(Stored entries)
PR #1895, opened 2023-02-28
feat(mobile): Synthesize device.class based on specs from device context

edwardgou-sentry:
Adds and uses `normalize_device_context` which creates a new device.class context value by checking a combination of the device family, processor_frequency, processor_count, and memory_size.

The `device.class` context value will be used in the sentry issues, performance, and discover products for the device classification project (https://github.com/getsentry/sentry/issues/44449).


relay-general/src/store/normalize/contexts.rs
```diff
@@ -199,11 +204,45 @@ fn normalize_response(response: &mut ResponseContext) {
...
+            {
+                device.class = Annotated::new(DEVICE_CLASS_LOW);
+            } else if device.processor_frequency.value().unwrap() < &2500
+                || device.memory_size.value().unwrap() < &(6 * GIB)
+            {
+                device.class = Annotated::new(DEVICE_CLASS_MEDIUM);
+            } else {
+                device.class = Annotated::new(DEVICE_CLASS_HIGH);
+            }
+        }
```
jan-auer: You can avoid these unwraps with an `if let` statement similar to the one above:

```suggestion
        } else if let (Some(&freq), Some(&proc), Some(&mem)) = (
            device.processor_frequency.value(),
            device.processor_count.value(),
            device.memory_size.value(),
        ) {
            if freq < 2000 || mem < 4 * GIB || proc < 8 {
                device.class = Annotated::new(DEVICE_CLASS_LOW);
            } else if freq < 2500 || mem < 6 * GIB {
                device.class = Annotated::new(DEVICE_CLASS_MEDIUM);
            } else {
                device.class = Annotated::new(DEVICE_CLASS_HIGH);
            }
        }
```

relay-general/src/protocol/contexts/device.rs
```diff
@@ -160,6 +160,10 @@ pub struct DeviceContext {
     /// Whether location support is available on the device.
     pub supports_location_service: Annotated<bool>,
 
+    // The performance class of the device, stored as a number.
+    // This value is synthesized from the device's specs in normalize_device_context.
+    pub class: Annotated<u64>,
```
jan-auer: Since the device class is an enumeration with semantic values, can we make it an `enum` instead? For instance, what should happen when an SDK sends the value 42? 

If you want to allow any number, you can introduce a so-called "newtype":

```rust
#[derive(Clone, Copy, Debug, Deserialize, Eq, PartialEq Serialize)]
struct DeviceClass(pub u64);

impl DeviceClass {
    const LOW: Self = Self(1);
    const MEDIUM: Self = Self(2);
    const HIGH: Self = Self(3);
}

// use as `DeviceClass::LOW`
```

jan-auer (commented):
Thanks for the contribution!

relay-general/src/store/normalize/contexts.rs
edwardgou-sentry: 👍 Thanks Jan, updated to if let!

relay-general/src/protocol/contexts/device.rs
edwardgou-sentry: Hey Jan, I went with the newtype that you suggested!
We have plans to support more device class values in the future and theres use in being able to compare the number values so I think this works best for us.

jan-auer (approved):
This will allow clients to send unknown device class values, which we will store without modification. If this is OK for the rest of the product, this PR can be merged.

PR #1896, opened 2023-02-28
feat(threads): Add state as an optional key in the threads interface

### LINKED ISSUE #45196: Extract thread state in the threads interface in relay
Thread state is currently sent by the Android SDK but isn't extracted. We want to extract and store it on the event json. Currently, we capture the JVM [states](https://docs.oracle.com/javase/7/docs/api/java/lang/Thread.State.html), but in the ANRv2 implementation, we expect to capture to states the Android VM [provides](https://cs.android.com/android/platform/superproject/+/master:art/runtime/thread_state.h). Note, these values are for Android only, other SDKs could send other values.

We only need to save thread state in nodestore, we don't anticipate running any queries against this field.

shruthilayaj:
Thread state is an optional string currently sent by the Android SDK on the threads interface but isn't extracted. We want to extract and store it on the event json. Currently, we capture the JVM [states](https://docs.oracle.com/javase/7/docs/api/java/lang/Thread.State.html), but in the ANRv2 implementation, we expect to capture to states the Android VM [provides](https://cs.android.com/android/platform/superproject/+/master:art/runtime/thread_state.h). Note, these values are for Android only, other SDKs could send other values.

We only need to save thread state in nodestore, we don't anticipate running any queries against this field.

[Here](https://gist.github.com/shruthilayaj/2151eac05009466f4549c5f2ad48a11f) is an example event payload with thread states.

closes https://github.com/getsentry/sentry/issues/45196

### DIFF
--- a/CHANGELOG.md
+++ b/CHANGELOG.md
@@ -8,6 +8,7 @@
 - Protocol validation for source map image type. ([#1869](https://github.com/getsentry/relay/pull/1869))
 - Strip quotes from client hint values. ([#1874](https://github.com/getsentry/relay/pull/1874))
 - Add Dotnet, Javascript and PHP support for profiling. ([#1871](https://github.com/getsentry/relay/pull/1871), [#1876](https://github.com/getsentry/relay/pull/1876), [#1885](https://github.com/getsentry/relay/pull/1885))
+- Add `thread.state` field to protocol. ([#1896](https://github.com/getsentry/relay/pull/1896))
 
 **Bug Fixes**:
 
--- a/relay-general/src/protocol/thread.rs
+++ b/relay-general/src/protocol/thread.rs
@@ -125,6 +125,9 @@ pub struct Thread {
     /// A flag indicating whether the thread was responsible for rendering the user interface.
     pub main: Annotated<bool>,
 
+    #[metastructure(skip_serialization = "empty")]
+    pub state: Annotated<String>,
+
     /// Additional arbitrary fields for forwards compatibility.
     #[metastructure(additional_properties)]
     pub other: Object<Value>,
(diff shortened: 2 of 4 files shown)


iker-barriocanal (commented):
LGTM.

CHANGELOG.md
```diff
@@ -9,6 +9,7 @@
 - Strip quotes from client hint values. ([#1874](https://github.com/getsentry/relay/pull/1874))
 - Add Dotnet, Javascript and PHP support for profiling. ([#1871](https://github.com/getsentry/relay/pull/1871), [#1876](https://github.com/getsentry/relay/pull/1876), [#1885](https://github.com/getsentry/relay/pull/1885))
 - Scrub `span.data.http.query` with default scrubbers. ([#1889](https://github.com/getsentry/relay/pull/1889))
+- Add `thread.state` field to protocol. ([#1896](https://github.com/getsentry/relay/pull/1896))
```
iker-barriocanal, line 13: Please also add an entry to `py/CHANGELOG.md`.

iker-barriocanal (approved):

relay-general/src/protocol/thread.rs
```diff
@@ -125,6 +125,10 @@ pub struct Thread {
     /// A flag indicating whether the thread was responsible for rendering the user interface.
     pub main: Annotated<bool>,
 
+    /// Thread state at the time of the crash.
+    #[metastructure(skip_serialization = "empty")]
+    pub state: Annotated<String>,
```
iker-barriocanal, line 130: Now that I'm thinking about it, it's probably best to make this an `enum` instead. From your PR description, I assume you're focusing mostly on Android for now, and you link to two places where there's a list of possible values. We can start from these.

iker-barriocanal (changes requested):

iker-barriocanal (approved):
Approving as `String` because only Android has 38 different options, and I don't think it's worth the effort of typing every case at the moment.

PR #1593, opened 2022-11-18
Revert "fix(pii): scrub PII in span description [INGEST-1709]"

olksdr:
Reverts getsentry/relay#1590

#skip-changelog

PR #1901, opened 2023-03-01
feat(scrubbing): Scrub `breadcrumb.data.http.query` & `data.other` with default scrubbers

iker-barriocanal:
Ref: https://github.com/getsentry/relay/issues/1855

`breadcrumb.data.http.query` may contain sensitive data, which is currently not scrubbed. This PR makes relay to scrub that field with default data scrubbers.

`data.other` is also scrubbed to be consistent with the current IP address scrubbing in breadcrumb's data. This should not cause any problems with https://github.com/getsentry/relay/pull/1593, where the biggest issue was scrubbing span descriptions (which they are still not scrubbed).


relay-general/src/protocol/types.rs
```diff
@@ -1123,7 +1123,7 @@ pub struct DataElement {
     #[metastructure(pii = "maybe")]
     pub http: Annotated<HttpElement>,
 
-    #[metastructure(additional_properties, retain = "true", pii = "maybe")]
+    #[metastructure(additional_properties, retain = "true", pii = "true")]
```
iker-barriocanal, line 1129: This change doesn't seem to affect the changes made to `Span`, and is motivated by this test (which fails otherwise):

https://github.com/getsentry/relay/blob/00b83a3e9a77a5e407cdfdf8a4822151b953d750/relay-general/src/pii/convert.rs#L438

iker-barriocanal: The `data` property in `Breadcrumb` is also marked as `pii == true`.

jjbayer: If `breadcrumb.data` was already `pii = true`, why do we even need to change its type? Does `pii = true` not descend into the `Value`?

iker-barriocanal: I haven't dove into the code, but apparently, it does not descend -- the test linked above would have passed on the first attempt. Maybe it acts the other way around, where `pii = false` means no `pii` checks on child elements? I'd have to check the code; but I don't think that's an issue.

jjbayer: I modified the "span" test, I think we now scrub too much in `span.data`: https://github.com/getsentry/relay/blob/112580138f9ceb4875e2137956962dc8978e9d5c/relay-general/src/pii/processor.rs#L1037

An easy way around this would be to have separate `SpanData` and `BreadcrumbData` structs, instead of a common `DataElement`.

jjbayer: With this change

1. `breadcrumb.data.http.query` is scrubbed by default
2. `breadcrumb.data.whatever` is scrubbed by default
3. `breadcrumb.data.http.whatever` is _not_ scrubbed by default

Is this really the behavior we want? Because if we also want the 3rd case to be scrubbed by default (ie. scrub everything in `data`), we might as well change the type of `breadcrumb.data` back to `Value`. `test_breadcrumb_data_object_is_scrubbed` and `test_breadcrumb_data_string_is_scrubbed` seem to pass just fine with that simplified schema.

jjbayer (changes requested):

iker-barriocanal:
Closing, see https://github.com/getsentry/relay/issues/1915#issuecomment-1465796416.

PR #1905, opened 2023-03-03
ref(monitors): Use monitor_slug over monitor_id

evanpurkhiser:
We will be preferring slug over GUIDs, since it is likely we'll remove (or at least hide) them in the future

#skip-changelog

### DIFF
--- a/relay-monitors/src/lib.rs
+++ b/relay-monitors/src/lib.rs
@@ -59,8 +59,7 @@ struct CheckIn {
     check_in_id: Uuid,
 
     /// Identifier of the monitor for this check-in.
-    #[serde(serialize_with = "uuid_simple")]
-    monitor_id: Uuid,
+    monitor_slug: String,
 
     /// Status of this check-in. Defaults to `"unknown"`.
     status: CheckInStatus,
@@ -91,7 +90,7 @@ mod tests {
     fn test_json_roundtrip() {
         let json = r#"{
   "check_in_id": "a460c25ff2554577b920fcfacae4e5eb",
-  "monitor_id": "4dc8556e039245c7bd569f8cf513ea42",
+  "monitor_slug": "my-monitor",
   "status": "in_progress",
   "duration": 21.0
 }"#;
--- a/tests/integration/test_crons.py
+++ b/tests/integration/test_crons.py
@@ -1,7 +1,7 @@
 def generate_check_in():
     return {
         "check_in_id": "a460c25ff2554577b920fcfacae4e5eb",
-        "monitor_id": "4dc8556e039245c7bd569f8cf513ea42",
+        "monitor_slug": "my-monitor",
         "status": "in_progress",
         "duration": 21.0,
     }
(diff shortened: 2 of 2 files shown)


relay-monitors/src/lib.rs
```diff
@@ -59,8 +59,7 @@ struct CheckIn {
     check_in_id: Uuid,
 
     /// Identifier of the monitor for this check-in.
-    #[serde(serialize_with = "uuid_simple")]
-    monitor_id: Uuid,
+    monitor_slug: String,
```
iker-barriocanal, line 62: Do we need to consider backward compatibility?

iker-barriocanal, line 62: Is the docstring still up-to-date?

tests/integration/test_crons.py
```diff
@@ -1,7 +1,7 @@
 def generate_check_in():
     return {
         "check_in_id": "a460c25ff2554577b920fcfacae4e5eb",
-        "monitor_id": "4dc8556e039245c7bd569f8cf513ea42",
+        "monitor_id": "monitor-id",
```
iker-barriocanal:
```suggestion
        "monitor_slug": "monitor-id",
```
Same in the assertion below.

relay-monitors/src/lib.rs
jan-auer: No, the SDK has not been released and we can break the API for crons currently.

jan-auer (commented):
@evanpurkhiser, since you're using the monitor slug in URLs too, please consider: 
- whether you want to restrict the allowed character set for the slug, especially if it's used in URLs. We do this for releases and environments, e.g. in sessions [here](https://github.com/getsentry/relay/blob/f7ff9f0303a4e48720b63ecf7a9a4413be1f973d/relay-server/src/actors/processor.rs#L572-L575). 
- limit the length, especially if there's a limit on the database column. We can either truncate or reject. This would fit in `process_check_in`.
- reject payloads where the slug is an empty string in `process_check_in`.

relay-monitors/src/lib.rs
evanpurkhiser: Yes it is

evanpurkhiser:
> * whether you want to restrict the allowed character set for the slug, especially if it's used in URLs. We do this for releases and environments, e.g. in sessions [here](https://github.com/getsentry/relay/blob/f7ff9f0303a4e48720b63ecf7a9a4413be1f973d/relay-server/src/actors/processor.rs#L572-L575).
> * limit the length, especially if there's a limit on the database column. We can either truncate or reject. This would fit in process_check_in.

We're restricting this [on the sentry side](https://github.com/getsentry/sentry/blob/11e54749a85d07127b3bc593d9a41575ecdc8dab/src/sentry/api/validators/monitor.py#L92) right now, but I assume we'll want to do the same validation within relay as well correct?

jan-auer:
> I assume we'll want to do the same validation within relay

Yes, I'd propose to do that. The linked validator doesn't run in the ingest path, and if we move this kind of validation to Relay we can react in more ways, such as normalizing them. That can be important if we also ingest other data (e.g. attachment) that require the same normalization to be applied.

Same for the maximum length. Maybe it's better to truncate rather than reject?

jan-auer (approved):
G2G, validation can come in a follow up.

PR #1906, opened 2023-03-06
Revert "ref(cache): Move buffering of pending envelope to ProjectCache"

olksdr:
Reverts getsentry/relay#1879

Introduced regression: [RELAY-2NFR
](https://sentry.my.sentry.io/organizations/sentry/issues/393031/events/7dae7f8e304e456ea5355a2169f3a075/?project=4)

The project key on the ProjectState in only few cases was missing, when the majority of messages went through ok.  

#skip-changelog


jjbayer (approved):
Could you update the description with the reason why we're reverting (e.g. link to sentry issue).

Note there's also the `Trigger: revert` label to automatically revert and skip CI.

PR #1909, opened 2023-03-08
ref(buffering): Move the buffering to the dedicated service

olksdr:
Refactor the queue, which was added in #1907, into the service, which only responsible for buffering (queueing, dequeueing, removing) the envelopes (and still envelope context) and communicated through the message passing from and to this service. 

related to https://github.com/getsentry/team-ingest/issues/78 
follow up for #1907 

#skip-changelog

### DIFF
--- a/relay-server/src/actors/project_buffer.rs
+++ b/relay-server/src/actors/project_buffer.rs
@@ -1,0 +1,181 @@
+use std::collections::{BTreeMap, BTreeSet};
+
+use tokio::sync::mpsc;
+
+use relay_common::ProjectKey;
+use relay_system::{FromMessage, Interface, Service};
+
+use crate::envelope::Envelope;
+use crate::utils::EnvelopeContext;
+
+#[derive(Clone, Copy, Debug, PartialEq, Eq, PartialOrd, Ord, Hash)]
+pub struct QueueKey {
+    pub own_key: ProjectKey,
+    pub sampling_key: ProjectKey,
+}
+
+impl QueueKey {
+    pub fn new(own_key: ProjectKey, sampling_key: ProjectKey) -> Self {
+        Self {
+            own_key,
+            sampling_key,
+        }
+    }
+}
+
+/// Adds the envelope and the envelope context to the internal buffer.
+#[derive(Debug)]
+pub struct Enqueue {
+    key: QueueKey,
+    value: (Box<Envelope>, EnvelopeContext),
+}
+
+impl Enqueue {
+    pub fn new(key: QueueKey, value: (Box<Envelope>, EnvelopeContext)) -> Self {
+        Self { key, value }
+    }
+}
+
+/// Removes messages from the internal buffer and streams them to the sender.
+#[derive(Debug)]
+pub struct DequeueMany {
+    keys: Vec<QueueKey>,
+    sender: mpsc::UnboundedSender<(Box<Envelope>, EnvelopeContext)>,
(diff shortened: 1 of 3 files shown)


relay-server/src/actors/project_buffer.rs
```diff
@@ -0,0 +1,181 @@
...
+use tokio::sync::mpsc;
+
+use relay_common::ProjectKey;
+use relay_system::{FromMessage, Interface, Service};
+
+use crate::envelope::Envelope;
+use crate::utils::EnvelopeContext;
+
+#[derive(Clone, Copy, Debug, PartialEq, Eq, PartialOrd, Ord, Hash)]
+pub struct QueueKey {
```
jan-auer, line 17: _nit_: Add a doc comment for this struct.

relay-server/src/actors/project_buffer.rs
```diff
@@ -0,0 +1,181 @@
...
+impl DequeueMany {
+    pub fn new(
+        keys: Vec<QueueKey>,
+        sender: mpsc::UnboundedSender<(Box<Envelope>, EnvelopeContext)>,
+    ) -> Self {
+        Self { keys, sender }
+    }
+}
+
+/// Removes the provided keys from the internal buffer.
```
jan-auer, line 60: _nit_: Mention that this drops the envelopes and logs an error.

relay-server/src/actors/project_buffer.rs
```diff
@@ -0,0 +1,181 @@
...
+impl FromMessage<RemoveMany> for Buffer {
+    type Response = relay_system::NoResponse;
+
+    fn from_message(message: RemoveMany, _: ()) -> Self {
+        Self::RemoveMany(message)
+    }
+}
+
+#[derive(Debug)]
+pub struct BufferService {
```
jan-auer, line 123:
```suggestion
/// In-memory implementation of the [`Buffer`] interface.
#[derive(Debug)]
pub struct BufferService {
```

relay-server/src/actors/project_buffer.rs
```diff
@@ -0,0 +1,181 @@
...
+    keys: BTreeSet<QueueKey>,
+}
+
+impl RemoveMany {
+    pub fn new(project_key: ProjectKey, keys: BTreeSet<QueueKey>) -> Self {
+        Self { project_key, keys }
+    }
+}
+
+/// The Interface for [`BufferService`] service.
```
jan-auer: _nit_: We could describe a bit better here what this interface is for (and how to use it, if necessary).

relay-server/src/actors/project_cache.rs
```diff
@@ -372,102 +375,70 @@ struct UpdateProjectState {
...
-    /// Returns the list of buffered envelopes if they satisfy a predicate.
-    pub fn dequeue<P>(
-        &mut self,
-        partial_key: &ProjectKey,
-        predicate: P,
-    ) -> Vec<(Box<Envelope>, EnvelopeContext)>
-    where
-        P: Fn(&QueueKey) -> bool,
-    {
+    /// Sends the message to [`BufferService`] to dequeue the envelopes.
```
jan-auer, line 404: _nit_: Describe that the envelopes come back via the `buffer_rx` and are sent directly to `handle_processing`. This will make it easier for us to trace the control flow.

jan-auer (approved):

**Required action:**
Search the records above for the string "DequeueMany". Report each line that has it.

**Answer space:**
+pub struct DequeueMany {
+impl DequeueMany {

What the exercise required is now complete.